After demolishing erroneous ideas some 25 centuries old, some brand new, I explain why* Mathematics Can Be Made To Correspond To A Subset Of Neurology. And Why Probably Neurology Is A Consequence Of Not-Yet Imagined Physics.*

SOCRATISM, PLATONISM ARE WRONG:

Einstein famously declared that: *“How can it be that mathematics, being after all a product of human thought which is independent of experience, is so admirably appropriate to the objects of reality?”*

Well, either it is an unfathomable miracle, or something in the premises has to give. Einstein was not at all original here, he was behaving rather like a very old parrot.

That the brain is independent of experience is a very old idea. It is Socrates’ style “knowledge”, a “knowledge” given a priori. From there, naturally enough aroses what one should call the “Platonist Delusion”, the belief that mathematics can only be independent of experience.

Einstein had no proof whatsoever that”thought is independent of experience”. All what a brain does is to experience and deduct. It starts in the womb. It happens even in an isolated brain. Even a mini brain growing in a vat, experiences (some) aspects of the world (gravity, vibrations). Even a network of three neurons experiences a sort of inner world unpredictable to an observer: https://patriceayme.wordpress.com/2015/03/15/three-neurons-free-will/

*Latest Silliness: Smolin’s Triumph of the Will:*

The physicist Lee Smolin has ideas about the nature of mathematics:

Smolin:

*“the main effectiveness of mathematics in physics consists of these kinds of correspondences between records of past observations or, more precisely, patterns inherent in such records, and properties of mathematical objects that are constructed as representations of models of the evolution of such systems … Both the records and the mathematical objects are human constructions which are brought into existence by exercises of human will; neither has any transcendental existence. Both are static, not in the sense of existing outside of time, but in the weak sense that, once they come to exist, they don’t change”*

Patrice Ayme: Smolin implies that* “records and mathematical objects are human constructions which are brought into existence by exercises of HUMAN WILL; neither has any transcendental existence”*. That’s trivially true: anything human has to do with human will.

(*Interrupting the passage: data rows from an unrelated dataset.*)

Issue #1502, opened 2020-01-20
Investigate adding a proxy-based selector API


markerikson:
Both our `connect` and `useSelector` APIs rely on the user manually specifying what pieces of state to extract to determine re-renders.

@dai-shi has done some amazing work with using ES6 Proxies to manage tracking the pieces of state that are actually needed by a component, particularly in his https://github.com/dai-shi/reactive-react-redux library.

I've said several times that I kinda see that lib as a sort of alpha test for whether an approach like that should be added to React-Redux itself.  Now that our hooks API has been stable for a while, it might be time to start discussing that idea more seriously.

This may also have some relevance to the Concurrent Mode questions over in #1351 .

Ideally, anything we add would be completely tree-shakeable by default, so that it doesn't increase bundle size unless the API is actually used.

dai-shi:
One of the biggest concerns was about performance because Proxies have some overhead.
During last year, I spent much effort on it and reached a reasonable point.
There's a benchmark result here: https://github.com/reduxjs/react-redux-benchmarks/pull/26

dai-shi:
As for CM, there's some relevance because reactive-react-redux tries [it](https://github.com/dai-shi/reactive-react-redux/issues/29).
But technically, proxy-based API (useTrackedState in rrr) is nothing to do with CM, which means we can apply it to the current react-redux v7.

timdorr:
Can we just adopt useTrackedState with some minor changes? @dai-shi Would you be OK with that?

dai-shi:
You mean like react-redux v7.2? Yes, that should be possible. I'm certainly OK with it.

salvoravida:
hi! @dai-shi 
first of all, great work with rrr!

i would like to get a point:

However, the real question of “Platonism” is: why are mathematical theorems true?

Or am I underestimating Smolin, and Smolin is saying that right and wrong in mathematics is just a matter of WILL? (That’s reminiscent of Nietzsche, and Hitler’s subsequent obsession with the “will”.)

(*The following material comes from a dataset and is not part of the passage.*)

PR #1506, opened 2020-01-21
Fix memory leak issue with `UseEffect`

larrylin28:
There's a memory leak in `react-redux`'s usage of `useEffect`, here's the detail:

In the last `useIsomorphicLayoutEffect` usage in `connectAdvanced.js`, it returns a function, `unsubscribeWrapper`, which will be retained by React as `destroy` function of the effect. Since this `useEffect` only subscribes to `store`, `subscription` and `childPropsSelector`, which in most case won't change when store state updates. So this `useEffect` is never called again in following updates of `connected` component. So the effect in the `connected` component will always keep a reference to the `unsubscribeWrapper` created in first call. But this will lead to a memory leak in modern JS VM.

As I have known Smolin, let me not laugh out loud. (“*Triumph of the Will*” was a famous Nazi flick.)

I have a completely different perspective. “Human will” cannot possibly determine mathematical right and wrong, as many students who are poor at mathematics find out, to their dismay!

So what determines right and wrong in mathematics? How come enormously complex and subtle mathematical objects, which are very far from arbitrary, exist out there?

I sketched an answer in “Why Mathematics Is Natural”. It does not have to do with transcendence of the will.

***

AXONAL LOGIC IS MATHEMATICAL LOGIC, NEUROLOGY IS MORE:

**Neurology, the logic of neurons, contains what one ought to call axonal logic, a sub-category**.

Axonal logic is made of the simplest causal units: neuron (or another subset of the brain) A acts on neuron (or brain subset) B, through an axon. This axonal category, a sub-category, corresponds through a functor, from neurology to mathematical logic. To A, and B are associated a and b, which are propositions in mathematical logic, and to the axon, corresponds a logical implication.

Thus one sees that mathematics corresponds to a part of neurology (it’s a subcategory).

Yet, neurology is vastly more complicated than mathematical logic. We know this in many ways. The very latest research proposes experimental evidence that memories are stored in neurons (rather than synapses). Thus a neuron A is not a simple proposition.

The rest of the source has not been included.